▸ **Exercise input**
**********

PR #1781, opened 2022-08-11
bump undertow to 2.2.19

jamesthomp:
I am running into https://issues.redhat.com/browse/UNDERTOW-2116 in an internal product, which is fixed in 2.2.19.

**********

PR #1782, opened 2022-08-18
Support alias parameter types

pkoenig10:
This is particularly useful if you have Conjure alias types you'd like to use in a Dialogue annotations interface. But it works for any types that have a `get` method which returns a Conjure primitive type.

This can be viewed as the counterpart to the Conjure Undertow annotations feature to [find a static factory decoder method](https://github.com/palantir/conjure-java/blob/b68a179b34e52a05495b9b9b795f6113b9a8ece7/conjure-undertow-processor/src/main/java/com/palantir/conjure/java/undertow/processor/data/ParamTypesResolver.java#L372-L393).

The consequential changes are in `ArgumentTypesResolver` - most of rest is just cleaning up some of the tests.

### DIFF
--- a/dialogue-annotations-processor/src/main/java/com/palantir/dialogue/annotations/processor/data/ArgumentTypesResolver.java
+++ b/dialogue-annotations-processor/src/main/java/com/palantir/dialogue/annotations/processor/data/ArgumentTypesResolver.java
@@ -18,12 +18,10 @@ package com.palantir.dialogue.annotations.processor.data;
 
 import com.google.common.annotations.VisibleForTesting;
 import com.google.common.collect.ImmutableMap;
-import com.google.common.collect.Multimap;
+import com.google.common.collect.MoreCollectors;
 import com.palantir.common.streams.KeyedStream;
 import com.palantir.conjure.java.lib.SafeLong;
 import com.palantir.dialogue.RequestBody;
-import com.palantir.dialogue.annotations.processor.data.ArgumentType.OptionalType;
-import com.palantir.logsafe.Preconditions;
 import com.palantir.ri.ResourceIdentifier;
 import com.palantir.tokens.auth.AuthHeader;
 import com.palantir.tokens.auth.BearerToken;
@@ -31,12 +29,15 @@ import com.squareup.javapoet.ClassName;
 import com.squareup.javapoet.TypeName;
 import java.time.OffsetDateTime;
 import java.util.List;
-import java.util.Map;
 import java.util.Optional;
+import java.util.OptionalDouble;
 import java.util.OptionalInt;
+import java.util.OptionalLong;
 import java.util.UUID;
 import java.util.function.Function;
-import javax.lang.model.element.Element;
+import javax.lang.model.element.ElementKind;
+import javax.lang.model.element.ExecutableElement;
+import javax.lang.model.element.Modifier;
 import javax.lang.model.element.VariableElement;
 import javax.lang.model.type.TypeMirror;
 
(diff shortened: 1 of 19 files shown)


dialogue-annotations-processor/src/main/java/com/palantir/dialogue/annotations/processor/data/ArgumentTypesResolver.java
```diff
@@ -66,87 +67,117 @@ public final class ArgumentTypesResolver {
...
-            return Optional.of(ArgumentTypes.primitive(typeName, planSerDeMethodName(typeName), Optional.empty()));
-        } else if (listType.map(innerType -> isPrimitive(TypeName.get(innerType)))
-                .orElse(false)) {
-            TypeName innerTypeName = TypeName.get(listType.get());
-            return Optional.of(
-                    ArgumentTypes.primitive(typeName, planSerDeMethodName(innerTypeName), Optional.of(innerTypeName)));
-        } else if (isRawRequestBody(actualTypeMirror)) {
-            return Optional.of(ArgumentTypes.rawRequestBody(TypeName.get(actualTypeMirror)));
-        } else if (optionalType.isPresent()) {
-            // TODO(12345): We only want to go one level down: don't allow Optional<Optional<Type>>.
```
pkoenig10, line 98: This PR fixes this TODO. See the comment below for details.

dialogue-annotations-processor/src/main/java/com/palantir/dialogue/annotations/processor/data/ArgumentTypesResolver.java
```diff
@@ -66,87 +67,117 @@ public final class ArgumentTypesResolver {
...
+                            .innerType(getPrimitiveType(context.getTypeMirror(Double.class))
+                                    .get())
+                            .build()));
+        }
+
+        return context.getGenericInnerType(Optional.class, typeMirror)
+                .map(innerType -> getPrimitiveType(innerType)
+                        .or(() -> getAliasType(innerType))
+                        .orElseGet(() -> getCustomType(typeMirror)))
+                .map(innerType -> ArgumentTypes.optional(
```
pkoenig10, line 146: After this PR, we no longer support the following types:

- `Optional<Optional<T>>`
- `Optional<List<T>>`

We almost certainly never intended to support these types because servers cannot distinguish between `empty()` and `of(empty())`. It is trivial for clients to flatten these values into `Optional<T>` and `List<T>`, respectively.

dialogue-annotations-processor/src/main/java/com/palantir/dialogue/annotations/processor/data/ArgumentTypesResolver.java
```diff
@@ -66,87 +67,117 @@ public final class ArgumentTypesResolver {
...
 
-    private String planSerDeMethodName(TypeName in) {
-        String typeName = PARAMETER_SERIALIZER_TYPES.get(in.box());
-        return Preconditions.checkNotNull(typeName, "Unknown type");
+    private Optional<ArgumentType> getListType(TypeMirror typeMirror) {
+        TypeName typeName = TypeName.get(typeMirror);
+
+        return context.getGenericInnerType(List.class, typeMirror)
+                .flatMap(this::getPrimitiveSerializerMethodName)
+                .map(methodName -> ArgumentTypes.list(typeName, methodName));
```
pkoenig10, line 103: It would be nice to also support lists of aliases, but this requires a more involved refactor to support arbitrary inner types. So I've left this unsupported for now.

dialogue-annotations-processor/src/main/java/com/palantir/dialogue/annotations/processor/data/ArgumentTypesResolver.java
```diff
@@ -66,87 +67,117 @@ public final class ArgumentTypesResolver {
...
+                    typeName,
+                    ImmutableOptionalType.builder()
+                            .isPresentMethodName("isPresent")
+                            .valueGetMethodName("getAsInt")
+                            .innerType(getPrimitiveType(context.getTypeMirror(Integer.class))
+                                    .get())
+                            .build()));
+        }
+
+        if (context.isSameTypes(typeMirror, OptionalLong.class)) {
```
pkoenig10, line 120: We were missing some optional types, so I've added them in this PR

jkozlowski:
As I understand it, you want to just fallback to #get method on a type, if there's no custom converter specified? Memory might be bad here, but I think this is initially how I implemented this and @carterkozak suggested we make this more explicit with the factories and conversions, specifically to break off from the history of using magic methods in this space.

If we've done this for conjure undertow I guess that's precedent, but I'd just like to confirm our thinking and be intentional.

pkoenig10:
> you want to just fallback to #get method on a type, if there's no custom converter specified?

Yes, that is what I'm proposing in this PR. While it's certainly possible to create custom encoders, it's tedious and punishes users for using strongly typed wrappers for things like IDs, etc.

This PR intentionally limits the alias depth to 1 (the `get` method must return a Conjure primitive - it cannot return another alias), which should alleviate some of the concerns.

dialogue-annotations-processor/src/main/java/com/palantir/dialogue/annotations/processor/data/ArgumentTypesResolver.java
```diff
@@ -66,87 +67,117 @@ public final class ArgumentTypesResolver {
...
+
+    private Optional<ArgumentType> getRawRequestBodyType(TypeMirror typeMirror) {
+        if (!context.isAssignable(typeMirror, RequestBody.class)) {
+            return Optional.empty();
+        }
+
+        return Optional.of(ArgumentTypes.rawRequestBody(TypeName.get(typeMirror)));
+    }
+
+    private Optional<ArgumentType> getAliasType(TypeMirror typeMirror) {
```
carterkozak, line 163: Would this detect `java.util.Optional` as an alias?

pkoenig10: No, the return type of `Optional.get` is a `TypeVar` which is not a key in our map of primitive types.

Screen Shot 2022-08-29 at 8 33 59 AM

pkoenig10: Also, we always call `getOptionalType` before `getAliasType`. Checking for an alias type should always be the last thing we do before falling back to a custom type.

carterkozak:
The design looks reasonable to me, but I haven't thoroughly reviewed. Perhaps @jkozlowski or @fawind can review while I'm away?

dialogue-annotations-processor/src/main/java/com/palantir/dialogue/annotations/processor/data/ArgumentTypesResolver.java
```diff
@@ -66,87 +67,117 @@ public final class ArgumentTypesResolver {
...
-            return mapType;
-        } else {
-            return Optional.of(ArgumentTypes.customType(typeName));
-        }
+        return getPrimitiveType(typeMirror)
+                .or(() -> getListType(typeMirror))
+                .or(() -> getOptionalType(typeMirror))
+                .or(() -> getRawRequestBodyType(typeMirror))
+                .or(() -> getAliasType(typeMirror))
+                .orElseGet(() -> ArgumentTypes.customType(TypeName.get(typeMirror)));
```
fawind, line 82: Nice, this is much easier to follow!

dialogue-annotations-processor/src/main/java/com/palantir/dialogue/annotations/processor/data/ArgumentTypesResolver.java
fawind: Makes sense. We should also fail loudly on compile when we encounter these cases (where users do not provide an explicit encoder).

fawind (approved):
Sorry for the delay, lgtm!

**********

▸ **Aim of the exercise**
Of the entries above, repeat exactly the lines from the line with "PR #1781, opened 2022-08-11" through the line with "I am running", both of them included.

▸ **Answer space**
PR #1781, opened 2022-08-11
bump undertow to 2.2.19

jamesthomp:
I am running into https://issues.redhat.com/browse/UNDERTOW-2116 in an internal product, which is fixed in 2.2.19.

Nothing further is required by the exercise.